Gottwald was flanked by his comrades, with Clementis standing close to him. It was snowing and cold, and Gottwald was bareheaded. Bursting with solicitude, Clementis took off his fur hat and set it on Gottwald's head.
The propaganda section made hundreds of thousands of copies of the photograph taken on the balcony where Gottwald, in a fur hat and surrounded by his comrades, spoke to the people. On that balcony the history of Communist Bohemia began. Every child knew that photograph, from seeing it on posters and in schoolbooks and museums.

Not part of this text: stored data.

PR #65, opened 2015-11-27
PP-101 Remove explicit postgres wait from default server run.

ijmad:
Instead, create a separate DropWizard command, dbwait, that uses settings from config.yaml that can be put before the migrations run. Change Dockerfile to reflect this.

The rationale for this is that the netcat, while clever, was only validating the TCP socket was accepting connections, not that Postgres was really available and answering queries. This ensures Java can actually connect which requires a fuller handshake.

Plus, having "java server" wait for Postgres wasn't useful if we need the migrations to run first, which weren't doing this wait.

Identikit PR to https://github.com/alphagov/pay-publicauth/pull/12


bazbremner:
As with https://github.com/alphagov/pay-publicauth/pull/12, making it obvious what that 30 means would be nice, but yay! Merging!

PR #68, opened 2015-12-01
Pp 101 quicker feedback final

ijmad:
P-101 quicker feedback revised instructions and scripts for using a devhelper and running locally.
Improve README.md & tidy Dockerfile of old things the new scripts don't use.


ijmad:
Needs to wait until scripts & jenkins get merged

PR #70, opened 2015-12-03
PP-101 quicker feedback revised instructions

ijmad:
PP-101 quicker feedback revised instructions and scripts for using a …


Dockerfile
```diff
@@ -5,7 +5,6 @@ ENV PORT 8080
 ENV ADMIN_PORT 8081
 ENV ENABLE_NEWRELIC no
 
-EXPOSE 8080 8081
```
bazbremner: Required - this is how production gets at the container.

ijmad: As discussed - EXPOSE doesn't map the port, it only indicates to Docker the app might listen on the port. Removing this because our ports are dynamic does not harm dev or production because they both pass in an explicit --publish (-p) to docker either directly or via docker-compose.

PauloPortugal:
:+1:  In terms of local setup this is working really well and was a major improvement.

Dockerfile
bazbremner: :+1:

PR #75, opened 2015-12-10
PP-197 Use credentials from gateway account

PauloPortugal:
This PR depends on [EndToEnd PR](https://github.com/alphagov/pay-endtoend/pull/65).

When interacting with a payment gateway, use the credentials related to the relevant gateway account, instead of a global credential.
- Use gateway account credentials during "AUTH", "CAPTURE", "CANCEL" and "GETSTATUS" flow.
- Refactoring of the notification logic.


src/main/java/uk/gov/pay/connector/service/PaymentProviders.java
```diff
@@ -8,10 +8,13 @@
 import uk.gov.pay.connector.service.worldpay.WorldpayPaymentProvider;
 
 import static java.lang.String.format;
-import static uk.gov.pay.connector.model.domain.GatewayAccount.gatewayAccountFor;
 import static uk.gov.pay.connector.resources.PaymentProviderValidator.*;
 import static uk.gov.pay.connector.service.GatewayClient.createGatewayClient;
 
+/**
+ * TODO: This class seems to be singleton all the way down to GatewayClient
```
rahul-vinayak: Are you sure about it being a singleton, I don't see what will prevent it from instantiated as many a times as you like.

PauloPortugal: Once PaymentProviders is instantiated it will always return the same providers(objects).
@kakumara is that correct?

kakumara: Yes. @rahul-vinayak If you look at carefully, you'll see PaymentProviders only instantiated at ConnectorApp.run() during startup. Once the 3 provider objects have generated at the time (with built in GatewayClient objects) the same ref is being returned.

src/main/java/uk/gov/pay/connector/service/CardService.java
```diff
@@ -100,9 +102,19 @@ private GatewayResponse captureFor(String chargeId, Map<String, Object> charge)
         return response;
     }
 
+    private Optional<GatewayAccount> findAccountByCharge(String chargeId) {
+        Optional<Map<String, Object>> charge = chargeDao.findById(chargeId);
+        if (!charge.isPresent()) {
+            String errorMessage = String.format("No charge exists for this charge id %s.", chargeId);
+            logger.error(errorMessage);
+            throw new IllegalStateException(errorMessage);
```
rahul-vinayak: Is there a better exception to be thrown here, IllegalState is used to signify a diff meaning, whereas in this case it could be a wrong input from the end point

src/main/java/uk/gov/pay/connector/service/CardService.java
```diff
@@ -125,13 +137,24 @@ private GatewayResponse cancelFor(String chargeId, Map<String, Object> charge) {
...
+        return new AuthorisationRequest(chargeId, card, amountValue, "This is the description", getValidAccountForCharge().apply(chargeId));
+    }
+
+    private Function<String, GatewayAccount> getValidAccountForCharge() {
+        return chargeId -> {
+            Optional<GatewayAccount> optionalServiceAccount = findAccountByCharge(chargeId);
+            if (!optionalServiceAccount.isPresent()) {
+                String errorMessage = String.format("No account exists for this charge %s.", chargeId);
+                logger.error(errorMessage);
+                throw new IllegalStateException(errorMessage);
```
rahul-vinayak: again a similar comment on usage of illegalState exception as above

src/test/java/uk/gov/pay/connector/it/resources/worldpay/WorldpayNotificationResourceITest.java
```diff
@@ -65,28 +81,47 @@ public void shouldNotAddUnknownStatusToDatabase() throws Exception {
...
 
-        notifyConnector(transactionId)
+        notifyConnector(transactionId, "GARBAGE")
                 .statusCode(502);
 
         assertFrontendChargeStatusIs(chargeId, AUTHORISATION_SUCCESS.getValue());
     }
 
-    private ValidatableResponse notifyConnector(String transactionId) throws IOException {
+    private ValidatableResponse notifyConnector(String transactionId, String status) throws IOException {
```
rahul-vinayak: Consider using enums for passing the Status instead of String

src/test/java/uk/gov/pay/connector/unit/sandbox/SandboxPaymentProviderTest.java
```diff
@@ -19,11 +21,16 @@
...
     @Test
     public void shouldSuccessfullyParseANotification() throws Exception {
-        StatusUpdates statusUpdates = sandboxClient.newStatusFromNotification(toJson(ImmutableMap.of(
+        StatusUpdates statusUpdates = sandboxClient.handleNotification(toJson(ImmutableMap.of(
                 "transaction_id", "transaction",
-                "status", AUTHORISATION_REJECTED.getValue())));
+                "status", AUTHORISATION_REJECTED.getValue())),
+                x -> aServiceAccount(),
+                accountUpdater
+                );
```
rahul-vinayak: can simplify for sake of readability

src/main/java/uk/gov/pay/connector/service/CardService.java
kakumara: removed exception and returning an Optional.empty() which is safer in this case.

src/main/java/uk/gov/pay/connector/service/CardService.java
kakumara: Changed to RuntimeException

src/test/java/uk/gov/pay/connector/it/resources/worldpay/WorldpayNotificationResourceITest.java
kakumara: This is a utility method for mocking notifications from Worlpay. And need to mock non existent stuff like "GARBAGE" too. So not seem to worth using a Enum here. But I have introduced a WorldpayPaymentStatus for Tests and refactored whatever the valid statues in to it.

src/test/java/uk/gov/pay/connector/unit/sandbox/SandboxPaymentProviderTest.java
kakumara: :+1:  refactored the inbound notification mocking

src/main/java/uk/gov/pay/connector/service/PaymentProviders.java
rahul-vinayak: Yes thats correct we are making just one instance of this class at the start up, but that still doesn't make this class Singleton as there is nothing that stops us creating another instance of it. So putting that in the comment can be misleading and cause confusions.

kakumara: :+1:  I've updated the comment to be more explicit about the concern.

PR #76, opened 2015-12-11
[REVIEW ONLY] PP-409 refactore get create charge apis

kakumara:
This needs to wait till (PP-197)[https://github.com/alphagov/pay-connector/pull/75] merged in and rebase with master.
- Copied both GET charge and CREATE charge api's under Accounts Resource.
- Kept the old API's for backwards compatibility. (To be removed)

PR #77, opened 2015-12-15
[REVIEW ONLY] PP 409 remove backward compatibility

kakumara:
This PR depends on this (previous)[https://github.com/alphagov/pay-connector/pull/76] PR to be merged first.  
- This PR completes this PP-409 story
- Removes the duplicate methods in ChargesApiResource kept for backward compatibility
- Removed all "OLD_xxxx" path references in ApiPaths.java so that we no longer have API paths with "old" styled.


PauloPortugal:
:+1:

Four years later, Clementis was charged with treason and hanged. The propaganda section immediately made him vanish from history and, of course, from all photographs. Ever since, Gottwald has been alone on the balcony. Where Clementis stood, there is only the bare palace wall. Nothing remains of Clementis but the fur hat on Gottwald's head.
It is 1971, and Mirek says: The struggle of man against power is the struggle of memory against forgetting.
With this he is trying to justify what his friends call carelessness: meticulously keeping a diary, preserving his correspondence, compiling the minutes of all the meetings where they discuss the situation and ponder what to do. He says to them: We're not doing anything that violates the constitution. To hideand feel guilty would be the beginning of defeat.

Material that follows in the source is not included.